Final answer:
The moment of inertia of a hoop is greater than that of a disk due to the hoop's more distributed mass. The moment of inertia of a spherical shell is greater than that of a solid sphere due to the shell's less concentrated mass.
Step-by-step explanation:
The moment of inertia of a hoop is greater than that of a disk with the same mass and radius because a hoop has more distributed mass compared to a disk. This means that the mass is spread out further from the axis of rotation, resulting in a larger moment of inertia.
Similarly, the moment of inertia of a spherical shell is greater than that of a solid sphere with the same mass and radius because the mass in a spherical shell is less concentrated towards the center compared to a solid sphere. The mass in a solid sphere is uniformly distributed, whereas the mass in a spherical shell is concentrated towards the outer surface, resulting in a larger moment of inertia.

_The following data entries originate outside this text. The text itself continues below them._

PR #5791, opened 2023-10-10
infra: Reformat README.md & add new generic Mako workflow

TSRBerry:
This PR includes a bunch of smaller changes and adds the new Mako workflow as previously announced in Ryujinx/Ryujinx-Mako#3.

The new Mako workflow:

- This workflow replaces the previous Ryujinx-Mako steps and should allow us to change Mako's behavior without changing any files here.
- It receives all the necessary information from the event that triggered the workflow, so we can execute the appropriate tasks for them. All of this is handled by the `exec-ryujinx-tasks` command.
  Currently only the `update-reviewers` task will be executed, since I want to make sure everything works before adding more stuff on top of it.
- Although there are a lot of events that trigger this workflow, most runs shouldn't take longer than ~30 seconds, so hopefully we don't run into any issues because of that.
- We should be able to use this workflow without any issues in our other projects as well.

Unrelated smaller adjustments:

- `.editorconfig` needed to be changed to account for the files where we indent with 2 spaces instead of 4.
- ~~The .NET SDK version in our current `global.json` is not able to compile Ryujinx anymore, so it was updated.~~
- Our `README.md` contained a bunch of small formatting/styling issues which I addressed.
  I also added a small section to link to our new documentation and fixed a few links, but didn't make any larger changes to the wording.
  Note: Most of these formatting changes don't affect the rendered markdown file.
  Currently we link to the MIT license twice for some reason, but I'm not sure if this is the right place to address that.

---

Depends on Ryujinx/Ryujinx-Mako#3

### DIFF
--- a/README.md
+++ b/README.md
@@ -1,21 +1,21 @@
-
 <h1 align="center">
   <br>
-  <a href="https://ryujinx.org/"><img src="https://i.imgur.com/WcCj6Rt.png" alt="Ryujinx" width="150"></a>
+  <a href="https://ryujinx.org/"><img src="https://raw.githubusercontent.com/Ryujinx/Ryujinx/master/distribution/misc/Logo.svg" alt="Ryujinx" width="150"></a>
   <br>
   <b>Ryujinx</b>
   <br>
   <sub><sup><b>(REE-YOU-JINX)</b></sup></sub>
   <br>
-
 </h1>
 
 <p align="center">
-       Ryujinx is an open-source Nintendo Switch emulator, created by gdkchan, written in C#.
-       This emulator aims at providing excellent accuracy and performance, a user-friendly interface and consistent builds.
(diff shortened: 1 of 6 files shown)


TSRBerry:
I didn't know we had so many files using the wrong encoding. Guess, I'll fix that as well.

README.md
```diff
@@ -34,87 +34,111 @@
     <img src="https://raw.githubusercontent.com/Ryujinx/Ryujinx-Website/master/public/assets/images/shell.png">
 </p>
 
-<h5 align="center">
+## Compatibility
 
-</h5>
+As of April 2023, Ryujinx has been tested on approximately 4,050 titles;
+over 4,000 boot past menus and into gameplay, with roughly 3,400 of those being considered playable.
```
AcK77, line 40:
```suggestion
As of October 2023, Ryujinx has been tested on approximately 4,200 titles;
over 4,150 boot past menus and into gameplay, with roughly 3,500 of those being considered playable.
```

marysaka (approved):

AcK77 (approved):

The moment of inertia of an object depends on how its mass is distributed relative to the axis of rotation. For a hoop with mass M and radius R, all the mass is located at a distance R from the axis, so the moment of inertia is MR2. In contrast, a disk of the same mass and radius has its mass more evenly distributed, with a significant portion closer to the axis, leading to a smaller moment of inertia.
Similarly, for a spherical shell versus a solid sphere with identical mass M and radius R, the mass of the spherical shell is all at the surface, at distance R from the center. However, a solid sphere has mass throughout its volume, much of which is closer to the center, again resulting in a smaller moment of inertia for the solid sphere compared to the shell.